Saturday, February 13, 2010

First Philosophy - Final Philosophy

How did everything begin? What is everything? Why is there everything?

First philosophy is the first reference point upon which all knowledge rests. It is commonly referred to (in this world of cause-and-effect) as the First Cause. Our scientific methods of discovering truth do not work to find the answer here, for in science we always assume a reason why, a cause for a cause and so on, right up to the final question of first philosophy: what is the first cause? We are only used to revealing answers based on the preset laws of the universe, but why these laws, and why anything at all? How do you explain a first cause? If there is a first cause, what is the final cause? How can something come from nothing, or something become nothing?

Maybe you've given up trying to explain a first cause and believe there was no beginning - that all things are part of a recurring cycle of what always was... but made up of what? Things of this nature defy logic, because they cannot have any outside reason for existence, no cause other than itself, and yet must explain everything in existence all at once.

What explains and creates everything and is at the same time everything? A poor answer would be to say there is a limited number of core "building blocks" of which everything is made, and that these things always were. That does not nearly go far enough. That only explains (poorly and inconclusively) physical matter in this universe, not the forces which govern them, and why those forces.

In order to make a first principle make "sense" it must explain all elements within the system and itself, which is a very tall order. At this level we are not talking about rational explanations within a system with the rules already set up, but before the concept of a physical universe, matter, or logic itself - we are talking about something so abstract and "universal" it must contain all things in its scope - taking us to the realm of absolutes - black and white - all or nothing. The ONLY two things which explain themselves completely are "nothing and everything."

The only thing which creates and explains itself and makes sense as a first and final principle is the INFINITE.

Existence is a (limited) infinite, bound by reason. For anything to come together in a shared reality, there must be a balance, a beautiful exchange between all things. Existence itself is reason motivated by infinite change, spawning from infinite potential. The only true universal concept is the INFINITE.
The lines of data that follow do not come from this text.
PR #549, opened 2026-07-23
fix: handle '#' in S3 object keys in getFileContents resolver and processresults

fhuthmacher:
## Problem

`urllib.parse.urlparse` treats `#` in an S3 URI as a URL-fragment delimiter and silently truncates the key. Object keys legitimately contain `#` (e.g. `Report_#2.pdf/pages/1/result.json`), so `urlparse`-based parsing yields a wrong key and `NoSuchKey` downstream:

- The UI's **View Data / View Page Text** actions fail with *"No response from getFileContents"* for any document whose name contains `#` — the URI `s3://…/Report_#2.pdf/pages/1/result.json` is parsed to key `Report_` (truncated at `#`).
- The processresults functions write `.metadata.json` files under truncated keys.

The library-level fixes for this bug class already landed via `idp_common.utils.parse_s3_uri` (used by `s3util`, `reporting`, and `models.decompress`); this PR ports the remaining Lambda-level cases.

## Changes

- **`nested/api-resolvers/src/lambda/get_file_contents_resolver/index.py`** — parse the `s3://` URI with a plain string split (strip scheme, split once on `/`) so `#` is preserved. Inline rather than `parse_s3_uri` because this Lambda has no `idp_common` dependency. Validation behavior (scheme check, empty-key check, bucket allow-list) is unchanged.
- **`patterns/unified/src/processresults_function/index.py`** / **`patterns/unified/src/bda_processresults_function/index.py`** — replace `urlparse`-based S3 URI parsing (`create_metadata_file`, `parse_s3_path`) with `idp_common.utils.parse_s3_uri`. Non-S3 `urlparse` uses: none remained; the `urlparse` imports are dropped.

## Testing

- New resolver unit tests pin `#`-in-key round-trips for both the inline-contents and presigned-URL branches, plus a missing-key validation case (`nested/api-resolvers/src/lambda/get_file_contents_resolver/test_index.py` — 8/8 pass).
- `lib/idp_common_pkg` unit tests for `s3util`/`lambdas` pass; `ruff check` and `ruff format --check` clean.

### DIFF
--- a/CHANGELOG.md
+++ b/CHANGELOG.md
@@ -26,6 +26,8 @@ SPDX-License-Identifier: MIT-0
 
 ### Fixed
 
+- **Documents with `#` in their name no longer break View Data / View Page Text and results metadata.** `urllib.parse.urlparse` treats `#` in an S3 URI as a URL-fragment delimiter, so keys like `Report_#2.pdf/pages/1/result.json` were silently truncated at the `#`, causing `NoSuchKey` errors ("No response from getFileContents" in the UI) and wrongly-named `.metadata.json` files. The `getFileContents`/`getFilePresignedUrl` resolver and the two processresults functions now parse S3 URIs with a plain string split (matching `idp_common.utils.parse_s3_uri`), preserving `#` in keys.
+
 - **Claude Sonnet 5 now appears in the UI model picker.** Sonnet 5 (`claude-sonnet-5` and the `:1m` extended-context variant) was present in pricing, model limits, and the Bedrock client routing — and is the system default extraction model — but was missing from the CloudFormation model enums in `patterns/unified/template.yaml` that feed the config schema, so it never showed in the config UI's model dropdown. Both variants are now registered across all three inference-profile prefixes (`us.`/`eu.`/`global.`). (#544)
 
 - **Addressed package vulnerabilities flagged by recent dependency scans.** Upgraded affected direct and transitive dependencies across the web UI (`src/ui`), the docs site, and the multi-doc-discovery and OCR-benchmark Lambdas to their patched versions.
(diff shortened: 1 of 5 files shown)


rstrahan (approved):
Reviewed — approving.

**Summary:** Replaces `urllib.parse.urlparse`-based S3 URI parsing with a plain string split (inline in the `getFileContents`/`getFilePresignedUrl` resolver, via `idp_common.utils.parse_s3_uri` in the two processresults functions), so object keys containing `#` (e.g. `Report_#2.pdf/pages/1/result.json`) are no longer truncated at the fragment marker. Fixes the *View Data / View Page Text* `NoSuchKey` failures in the UI and wrongly-named `.metadata.json` files.

**Verdict:**
- Good PR — tightly scoped, clear problem/why, `fix:` convention, targets `develop`, CI green.
- Safe / no regressions — validation semantics preserved (scheme check, empty-key check, bucket allow-list all unchanged); new unit tests pin `#`-in-key round-trips for both resolver branches plus a missing-key case; extends the already-established library-level `parse_s3_uri` pattern.
- Security — bucket allow-list guard untouched; no new creds/IAM/deps.
- Documented — CHANGELOG `[Unreleased] › Fixed` entry and clear inline comments explaining *why*.

Two non-blocking observations: the resolver inlines its own `split('/', 1)` (justified — no `idp_common` dependency in that Lambda) which changes the bucket-only-URI error message to "expected s3://<bucket>/<key>" (new test matches); and `parse_s3_path` now fails fast with `ValueError` on malformed URIs instead of returning garbage, which is a strict improvement for its trusted BDA-output callers.

Approve — safe to merge.

PR #566, opened 2026-07-24
fix(feature-platform): content-hash feature UI bundle paths so immutable caching survives same-version republish

rstrahan:
## Problem

Feature ui-deployers copy `ui-bundle.js` into the Web UI bucket at a **version-only** path (`features/<id>/v<ver>/ui-bundle.js`) with `Cache-Control: public,max-age=31536000,immutable`. Republishing the same feature version (dev iterations, or a reinstall after resetting a feature version for release) reuses the identical URL — so browsers holding the old immutable copy serve the stale bundle for up to a year without ever revalidating. Symptom: the old extension UI page renders in a normal browser profile while an incognito tab shows the newly deployed one. There is also no CloudFront invalidation on feature install (the `/*` invalidation only runs for main-UI CodeBuild deploys), and reinstalling the extension doesn't help because nothing about the URL changes.

## Fix

The `immutable` header is only safe if the URL changes whenever the content changes, so the destination path now embeds a content hash of the bundle bytes:

```
features/<id>/v<ver>-<sha8>/ui-bundle.js     (sha8 = first 8 hex chars of sha256)
```

- The hashed dir is what gets registered as `uiBundlePath`, so `FeatureLoader` picks up the new URL from the registry with **no UI changes**.
- On **Delete**, cleanup lists the feature's whole `features/<id>/` prefix, removing every published copy: current, superseded hashed dirs, and keys from the old non-hashed layout. Superseded copies are deliberately kept on **Update** so SPA sessions opened before the update keep loading until refreshed.
- The ui-deployer roles gain `s3:ListBucket` on the Web UI bucket, scoped with an `s3:prefix` condition to `features/<id>/*` (writes remain restricted to the feature's own prefix as before).

Applies to all five bundled feature ui-deployers: `pii-anonymizer`, `idp-data-generator`, `sample-feature`, `sample-health-insurance-review`, and `feature-template` (so third-party features scaffolded from the template inherit the fix).

## Testing

- New `test_bundle_cache_busting.py` in all four registered ui-deployer test roots: hashed-key copy + immutable header preserved, same-version-different-bytes yields a different path, Delete removes all copies under the feature prefix (including old-layout keys), and cleanup failures never block stack delete.
- All 11 feature-platform test suites pass (191 tests).
- `cfn-lint` clean on the five modified templates; `ruff check` / `ruff format` clean.

## Notes for reviewers

- `registerFeature` runs on every Create/Update and overwrites `uiBundlePath`, so the registry row always points at the latest hashed dir.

It is natural to start out thinking only Infinite Consciousness could possibly make sense as a principle of first philosophy. But consciousness is not = to reason. Consciousness is subjective, experiential, biased in every way, thus Infinite Consciousness would not be a "person" like all of us, but a conglomerate of every possible conscious thought - there would be no center or self - it would be an infinite number of experiences - there is no perfection, only perfecting - it does not even make sense to call this thing a person at all when viewed as a complete whole. To be a person is to have a limited set of experiences and thoughts and be in a constant state of change - that is what forms a personality. This All-Consciousness would be a completely non-biased realm of All-Thought - only a part of the All-Possibility - thus it does not make sense to make a distinction like "All-Consciousness" - which is a small distinction within the INFINITE.

If there is LESS than infinite, there would need to be a completely arbitrary reason why there are only a limited number of things - not even fitting with randomness itself. It makes no sense to say this is the only universe with no explanation, an arbitrary mistake, the only thing which is not calculable. I don't think so. There is an answer to these questions, although we may NEVER get there through empirical science. We may never be able to comprehend true reality, the infinite ridiculousness. We are so far from it we call it non-reality. The only existence it has to us is in our minds - a relational truth, fake to our senses, true within thought.

From the smaller set of physical matter spawns the larger set of consciousness. Both of these are subsets of Existence or Reality (reasonable, limited, infinite). We (consciousness) can only ever be in relation to the concept of Existence, catching abstract glimpses of Reality, for our thoughts are limited by the physical matter it comes from. Reality itself (reasonable, limited, infinite) spawns from the ultimate explanatory principle: the INFINITE, which we cannot even fathom.